PR #3359, opened 2021-11-24
fix keadm check mqtt install bug

jidalong:
**What type of PR is this?**
/kind bug

keadm join may first check if host has already install mqtt, by exec the following code:
>~~~go
>cmd := NewCommand("ps aux |awk '/mosquitto/ {print $1}' | awk '/mosquit/ {print}'")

- - - - - - -

# EXERCISE OBJECTIVE
Every record, restated word for word, should make up your reply.

# ANSWER
PR #3359, opened 2021-11-24
fix keadm check mqtt install bug

jidalong:
**What type of PR is this?**
/kind bug

keadm join may first check if host has already install mqtt, by exec the following code:
>~~~go
>cmd := NewCommand("ps aux |awk '/mosquitto/ {print $1}' | awk '/mosquit/ {print}'")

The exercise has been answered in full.